◆ The problem ◆
Every entry, exactly as given, must be retyped.
[[ Input material open ]]
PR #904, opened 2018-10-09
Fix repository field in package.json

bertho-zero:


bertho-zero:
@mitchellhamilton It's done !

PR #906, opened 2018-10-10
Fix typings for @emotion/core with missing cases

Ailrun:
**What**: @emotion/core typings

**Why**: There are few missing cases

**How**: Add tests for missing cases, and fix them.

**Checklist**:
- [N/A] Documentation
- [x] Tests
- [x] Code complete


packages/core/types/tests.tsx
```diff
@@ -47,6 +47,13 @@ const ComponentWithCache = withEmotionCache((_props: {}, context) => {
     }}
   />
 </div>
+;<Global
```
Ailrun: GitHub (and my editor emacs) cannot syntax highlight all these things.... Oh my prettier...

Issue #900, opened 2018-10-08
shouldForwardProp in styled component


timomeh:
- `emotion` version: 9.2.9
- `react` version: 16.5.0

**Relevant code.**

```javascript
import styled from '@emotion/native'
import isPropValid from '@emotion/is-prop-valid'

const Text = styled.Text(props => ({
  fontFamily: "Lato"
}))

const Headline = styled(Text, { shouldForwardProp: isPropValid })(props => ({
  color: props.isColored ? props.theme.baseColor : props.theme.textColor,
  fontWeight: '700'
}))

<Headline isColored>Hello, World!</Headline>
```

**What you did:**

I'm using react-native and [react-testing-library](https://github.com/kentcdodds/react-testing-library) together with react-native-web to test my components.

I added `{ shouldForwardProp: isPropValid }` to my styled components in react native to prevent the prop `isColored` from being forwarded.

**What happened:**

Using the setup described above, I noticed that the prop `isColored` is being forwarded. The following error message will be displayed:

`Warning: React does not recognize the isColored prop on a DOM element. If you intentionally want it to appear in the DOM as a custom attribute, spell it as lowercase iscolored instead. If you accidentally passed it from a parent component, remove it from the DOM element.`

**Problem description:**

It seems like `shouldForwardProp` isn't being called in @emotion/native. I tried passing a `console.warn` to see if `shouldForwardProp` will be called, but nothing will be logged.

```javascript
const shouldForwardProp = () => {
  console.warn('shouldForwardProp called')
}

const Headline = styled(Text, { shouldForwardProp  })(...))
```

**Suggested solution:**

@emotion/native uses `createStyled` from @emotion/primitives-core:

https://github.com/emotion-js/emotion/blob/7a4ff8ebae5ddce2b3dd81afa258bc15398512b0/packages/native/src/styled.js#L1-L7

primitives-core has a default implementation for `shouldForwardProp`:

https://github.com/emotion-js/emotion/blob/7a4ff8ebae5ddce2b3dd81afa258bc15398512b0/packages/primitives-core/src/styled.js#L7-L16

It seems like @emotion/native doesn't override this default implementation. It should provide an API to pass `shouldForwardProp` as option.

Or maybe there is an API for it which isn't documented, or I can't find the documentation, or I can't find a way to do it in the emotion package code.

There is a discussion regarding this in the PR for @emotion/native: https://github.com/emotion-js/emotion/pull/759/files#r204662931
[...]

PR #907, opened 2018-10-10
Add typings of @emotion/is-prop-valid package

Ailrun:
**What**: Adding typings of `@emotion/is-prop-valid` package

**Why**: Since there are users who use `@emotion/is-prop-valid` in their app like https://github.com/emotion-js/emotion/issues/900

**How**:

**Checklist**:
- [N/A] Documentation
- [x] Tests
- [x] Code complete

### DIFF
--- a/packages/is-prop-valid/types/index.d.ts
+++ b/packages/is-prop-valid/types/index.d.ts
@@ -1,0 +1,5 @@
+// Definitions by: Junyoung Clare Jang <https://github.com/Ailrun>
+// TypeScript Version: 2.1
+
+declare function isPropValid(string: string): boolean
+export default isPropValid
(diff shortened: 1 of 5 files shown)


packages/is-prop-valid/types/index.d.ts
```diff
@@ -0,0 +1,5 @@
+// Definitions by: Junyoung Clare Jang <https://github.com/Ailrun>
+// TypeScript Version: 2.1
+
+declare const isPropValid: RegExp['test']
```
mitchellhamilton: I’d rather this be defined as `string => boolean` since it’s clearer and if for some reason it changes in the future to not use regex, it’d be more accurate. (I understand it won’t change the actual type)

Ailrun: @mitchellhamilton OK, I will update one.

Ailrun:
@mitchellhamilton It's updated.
[[ Input material closed ]]
◆ Solution for this exercise ◆
PR #904, opened 2018-10-09
Fix repository field in package.json

bertho-zero:


bertho-zero:
@mitchellhamilton It's done !

PR #906, opened 2018-10-10
Fix typings for @emotion/core with missing cases

Ailrun:
**What**: @emotion/core typings

**Why**: There are few missing cases

**How**: Add tests for missing cases, and fix them.

**Checklist**:
- [N/A] Documentation
- [x] Tests
- [x] Code complete


packages/core/types/tests.tsx
```diff
@@ -47,6 +47,13 @@ const ComponentWithCache = withEmotionCache((_props: {}, context) => {
     }}
   />
 </div>
+;<Global
```
Ailrun: GitHub (and my editor emacs) cannot syntax highlight all these things.... Oh my prettier...

Issue #900, opened 2018-10-08
shouldForwardProp in styled component


timomeh:
- `emotion` version: 9.2.9
- `react` version: 16.5.0

**Relevant code.**

```javascript
import styled from '@emotion/native'
import isPropValid from '@emotion/is-prop-valid'

const Text = styled.Text(props => ({
  fontFamily: "Lato"
}))

const Headline = styled(Text, { shouldForwardProp: isPropValid })(props => ({
  color: props.isColored ? props.theme.baseColor : props.theme.textColor,
  fontWeight: '700'
}))

<Headline isColored>Hello, World!</Headline>
```

**What you did:**

I'm using react-native and [react-testing-library](https://github.com/kentcdodds/react-testing-library) together with react-native-web to test my components.

I added `{ shouldForwardProp: isPropValid }` to my styled components in react native to prevent the prop `isColored` from being forwarded.

**What happened:**

Using the setup described above, I noticed that the prop `isColored` is being forwarded. The following error message will be displayed:

`Warning: React does not recognize the isColored prop on a DOM element. If you intentionally want it to appear in the DOM as a custom attribute, spell it as lowercase iscolored instead. If you accidentally passed it from a parent component, remove it from the DOM element.`

**Problem description:**

It seems like `shouldForwardProp` isn't being called in @emotion/native. I tried passing a `console.warn` to see if `shouldForwardProp` will be called, but nothing will be logged.

```javascript
const shouldForwardProp = () => {
  console.warn('shouldForwardProp called')
}

const Headline = styled(Text, { shouldForwardProp  })(...))
```

**Suggested solution:**

@emotion/native uses `createStyled` from @emotion/primitives-core:

https://github.com/emotion-js/emotion/blob/7a4ff8ebae5ddce2b3dd81afa258bc15398512b0/packages/native/src/styled.js#L1-L7

primitives-core has a default implementation for `shouldForwardProp`:

https://github.com/emotion-js/emotion/blob/7a4ff8ebae5ddce2b3dd81afa258bc15398512b0/packages/primitives-core/src/styled.js#L7-L16

It seems like @emotion/native doesn't override this default implementation. It should provide an API to pass `shouldForwardProp` as option.

Or maybe there is an API for it which isn't documented, or I can't find the documentation, or I can't find a way to do it in the emotion package code.

There is a discussion regarding this in the PR for @emotion/native: https://github.com/emotion-js/emotion/pull/759/files#r204662931
[...]

PR #907, opened 2018-10-10
Add typings of @emotion/is-prop-valid package

Ailrun:
**What**: Adding typings of `@emotion/is-prop-valid` package

**Why**: Since there are users who use `@emotion/is-prop-valid` in their app like https://github.com/emotion-js/emotion/issues/900

**How**:

**Checklist**:
- [N/A] Documentation
- [x] Tests
- [x] Code complete

### DIFF
--- a/packages/is-prop-valid/types/index.d.ts
+++ b/packages/is-prop-valid/types/index.d.ts
@@ -1,0 +1,5 @@
+// Definitions by: Junyoung Clare Jang <https://github.com/Ailrun>
+// TypeScript Version: 2.1
+
+declare function isPropValid(string: string): boolean
+export default isPropValid
(diff shortened: 1 of 5 files shown)


packages/is-prop-valid/types/index.d.ts
```diff
@@ -0,0 +1,5 @@
+// Definitions by: Junyoung Clare Jang <https://github.com/Ailrun>
+// TypeScript Version: 2.1
+
+declare const isPropValid: RegExp['test']
```
mitchellhamilton: I’d rather this be defined as `string => boolean` since it’s clearer and if for some reason it changes in the future to not use regex, it’d be more accurate. (I understand it won’t change the actual type)

Ailrun: @mitchellhamilton OK, I will update one.

Ailrun:
@mitchellhamilton It's updated.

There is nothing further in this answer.